# best size vivarium for 2 leopard geckos?



## AdEvo (May 16, 2011)

I have a vivarium dimensions W24 x H15 x D12 inches is this suitable? If not what is a good size?


----------



## xtyler123x (Mar 11, 2011)

36" for 2 leopard geckos


----------



## imitebmike (Jun 22, 2008)

yeah, i'd say 3ft too


----------



## jools (Apr 4, 2009)

If you are going to have to buy another vivarium then why not get another 2ft one and keep the Leos separate? Even 2 females will not always tolerate each other, a male and female will be stressed by over-breeding, and 2 males will fight. They at best will only tolerate company - they won't get lonely on their own.

If you really do want to keep 2 together then 3 foot minimum - and have some spare emergency set-up (a rub, mat and stat will do) in case of illness, fighting, dominance issues etc.


----------



## McToons (May 7, 2011)

jools said:


> If you are going to have to buy another vivarium then why not get another 2ft one and keep the Leos separate?

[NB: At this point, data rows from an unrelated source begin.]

PR #785, opened 2020-09-09
Explicitly authenticate with GPR before pushing packages

gkinsman:

### DIFF
--- a/.github/workflows/build.yml
+++ b/.github/workflows/build.yml
@@ -65,8 +65,15 @@ jobs:
           name: packages-${{ matrix.os_name }}
           path: ./artifacts/packages
 
+      - name: Authenticate with github packages
+        uses: actions/setup-dotnet@v1
+        with:
+          source-url: https://nuget.pkg.github.com/justeat/index.json
+        env:
+          NUGET_AUTH_TOKEN: ${{secrets.GITHUB_TOKEN}}
+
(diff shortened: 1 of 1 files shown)


gkinsman:
@martincostello shall we give this a go?

.github/workflows/build.yml
```diff
@@ -65,8 +65,15 @@ jobs:
           name: packages-${{ matrix.os_name }}
           path: ./artifacts/packages
 
+      - name: Authenticate with github packages
```
martincostello: Nit:

```suggestion
      - name: Authenticate with GitHub packages
```

.github/workflows/build.yml
```diff
@@ -65,8 +65,15 @@ jobs:
...
+        uses: actions/setup-dotnet@v1
+        with:
+          source-url: https://nuget.pkg.github.com/justeat/index.json
+        env:
+          NUGET_AUTH_TOKEN: ${{secrets.GITHUB_TOKEN}}
```
martincostello, line 73: Probably want this step to have the same restrictions as the push itself, otherwise it'll try and run and authenticate with our feed in PRs when there's no token.

gkinsman: done

martincostello (approved):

Even 2 females will not always tolerate each other, a male and female will be stressed by over-breeding, and 2 males will fight. They at best will only tolerate company - they won't get lonely on their own.
> 
> If you really do want to keep 2 together then 3 foot minimum - and have some spare emergency set-up (a rub, mat and stat will do) in case of illness, fighting, dominance issues etc.


I have to agree with this, you already have a viv which is acknowledged as being too small for 2, so either way you have to buy another viv. Leo's are solitary animals and although they do at times tolerate another living with them it's not ideal for them or what'll make them happy.

As has been pointed out, Male/Male is a no no, Male/Female only if you're breeding and even then you'll want to keep them separate a good portion of time and the Female/Female mix often works only if they can tolerate each other, it's a coin flip gamble really.

Sensible option for them and for you (due to lack of headaches) is to just double up with a 2nd 2ft viv.


----------



## AdEvo (May 16, 2011)

Cheers for the info guys, the reason i wanted to house them together is to breed and i wanted one viv for the adults and one for the juvies. Or should i just house them seperately and put them in the same viv to mate then keep the juvies in a RUB??


----------



## imitebmike (Jun 22, 2008)

yeah, you shouldnt keep males with females all the time i think, its not good for himc ause he'll always be randy and chasing after the females, and its not good for the females cause theyll keep getting pestered by randy male

also, are you sure you can care for the young? and find them all homes...Well, i'm sure you put alot of thought into this...at least i hope so


----------



## McToons (May 7, 2011)

AdEvo said:


> Cheers for the info guys, the reason i wanted to house them together is to breed and i wanted one viv for the adults and one for the juvies. Or should i just house them seperately and put them in the same viv to mate then keep the juvies in a RUB??


Look at it this way, you're thinking of putting a sexually active young dude with a literal animalistic libido and zero sexual morals in with a foxy young chick. Doesn't take a genius to work out what he'll be after as often as possible :whistling2:

Now put yourself in the young girlie geckos shoes...would you want a rampant dude on your back every chance you even move your tail?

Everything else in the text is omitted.